100 Questions About Scalar-Longitudinal Waves — Part 3: Engineering
What becomes buildable when you stop treating gauge freedom as redundancy.
Parts 1 and 2 covered the theory and the evidence. This is where it gets practical. If the scalar-longitudinal sector is real, what engineering design space opens up? What can you build that the standard formulation can’t even describe?
Twenty-five questions about engineering implications, device concepts, and the expanded design space.
⬅️ Previous: 25 questions about the experimental evidence for scalar-longitudinal waves.
51. What engineering design space does potential primacy open?
Standard EM gives you 6 design parameters: three components of 𝐄 and three of 𝐁. Amplitude, frequency, polarization. The potential-primary formulation gives you 16 kinematic components of ∂_μA_ν. The additional 10 include gauge choice, topology, phase configuration, and scalar-longitudinal coupling. Gauge freedom isn’t redundancy. It’s the expanded parameter space.

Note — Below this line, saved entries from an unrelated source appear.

PR #286, opened 2021-06-09
Non greedy

### LINKED ISSUE #285: Pre-commit always fails for a draft whose name includes "rfc"
The change to the sed regex in c3e60fa1c2748cf60da5201706d4256e0b38ca3e is apparently greedy -- in a filename like `draft-foo-rfc9000bis.md`, it produces the target `rfc9000bis.md` instead.  Assuming this file doesn't exist, the pre-commit check always fails.  (If it does exist, the pre-commit check is building the wrong document.)

MikeBishop:
Fixes #285, but I'm not sure exactly how portable this is.  Worth testing on some other platforms before merging, perhaps.

### DIFF
--- a/pre-commit.sh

52. What is scalar-longitudinal wave engineering?
Designing systems that exploit the SL mode’s unique properties: skin-effect immunity (no 𝐁, no eddy current blocking), potential-sector penetration of Faraday enclosures (the E-field is screened by charge relaxation, but the potentials pass through — Aharonov-Bohm), 1/r² attenuation, monopolar reception. Applications: potential-mediated communication through conductive barriers (metal, water, rock, tissue), sensing through reactor vessels and biological tissue, energy transmission through walls.
53. Is through-barrier communication possible today?

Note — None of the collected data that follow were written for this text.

PR #292, opened 2021-06-16
Run tools inside the i-d-toolchain Docker image

larseggert:
If USE_DOCKER is defined, this PR will have the Makefile run all commands inside an [i-d-toolchain](https://github.com/larseggert/i-d-toolchain) Docker container.

The image for this container can be updated via the "update-docker" `make` target.

This means that the only thing that needs to be installed locally is `make`.

### DIFF
--- a/config.mk
+++ b/config.mk
@@ -2,11 +2,23 @@
 # All are assumed to be on the path, but you can override these
 # in the environment, or command line.
 
+ifneq (,$(USE_DOCKER))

The VPT patent (US 9,306,527) describes it. The NASA BPP program documented it through dielectrics. Neither constitutes independent replication with the full three-test discriminator. The engineering possibility is supported but not confirmed at the level required for commercial deployment. The gap between “patent granted” and “product on the market” is the discriminator experiment.

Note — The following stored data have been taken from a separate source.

PR #298, opened 2021-07-04
Update REPO.md

mcr:
This name no longer works, needs to be replaced with some other instruction?
I created this as a pull request, but it is more of an issue, but I wanted to point exactly where the instruction is wrong.


msigoo33 (approved):

martinthomson:
Thanks for reporting the issue @mcr.  I've a fix for this that isn't quite as elegant as a direct link, but the function of that link is obviously long gone.

PR #299, opened 2021-07-07
added pyang to image

mcr:
add pyang to big image


martinthomson (commented):
ISTM that this is a candidate for the main repo given how many people are likely to use it.  I just tested this out and it adds just 4Mb to the image size.  It might add less if it were installed as part of the same layer as xml2rfc.  That's not nothing, but I'd say that's worthwhile.

What do you think @mcr?

mcr:
If it works in main, great.  I don't care how I get pyang, as long as I get it :-)

martinthomson:
OK, problem solved then.

Issue #279, opened 2021-05-08
Add kgt (Kate's grammar tool) to docker


cabo:
https://github.com/cabo/kramdown-rfc2629/commit/ce91004c7278c527b3d85a240ec6186e24115617

cabo:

54. What is vacuum coupling via potential configurations?
The dynamical Casimir effect (Wilson 2011) showed that modulating a potential configuration creates real photons from the vacuum. Toroidal geometries generate 𝐀-field patterns extending far beyond the device, where 𝐄 and 𝐁 vanish. At resonant frequencies, the vector potential disturbance is maximized through constructive interference. Systems that are electrically closed could in principle be open in terms of potential coupling. The field-primary formulation can’t even formulate this possibility.
55. Can electromagnetic configurations produce gravitational effects?
In the Kaluza-Klein framework, A_μ is part of the 5D metric. Electromagnetic configurations that maximize A-field disturbances in field-free regions could in principle probe gravitational degrees of freedom. NASA’s BPP program explored this with toroidal geometries. No positive gravitational results were reported. The theoretical possibility exists. The experimental confirmation does not.
56. What is the Stueckelberg parameter space in engineering terms?
A map of what’s buildable. Standard Maxwell sits at one point (γ = 1, m = 0). Every direction away from that point leads to the scalar-longitudinal sector. Along the mass axis: Proca devices exploiting massive photon behavior. Along the gauge axis: EED devices exploiting the freed Lorenz constraint. The parameter space tells you that any device operating away from the standard point accesses the same hidden sector.
57. What is phase engineering?
SQUIDs already exploit flux quantization (∮𝐀·dl = n(h/2e)), which is a macroscopic consequence of engineering the vector potential configuration. Berry’s geometric phase (1984) generalizes the principle: engineering the connection (the potential configuration) engineers the phase evolution of quantum systems. The question isn’t whether phase engineering works. It does. The question is what further applications become visible when the full potential hierarchy is available as design space.
58. What is gauge freedom as a design parameter?
Within the space of all potential configurations producing the same fields, different configurations produce different non-field effects: different AB phases, different vacuum polarization, different topological structures, different flux quantization states. The canonical momentum p = mv + q𝐀 is gauge-dependent, but it’s what the Hamiltonian uses and what superconductors enforce. The “gauge-dependent” part carries the engineering content.
59. What is toroidal phase factor engineering?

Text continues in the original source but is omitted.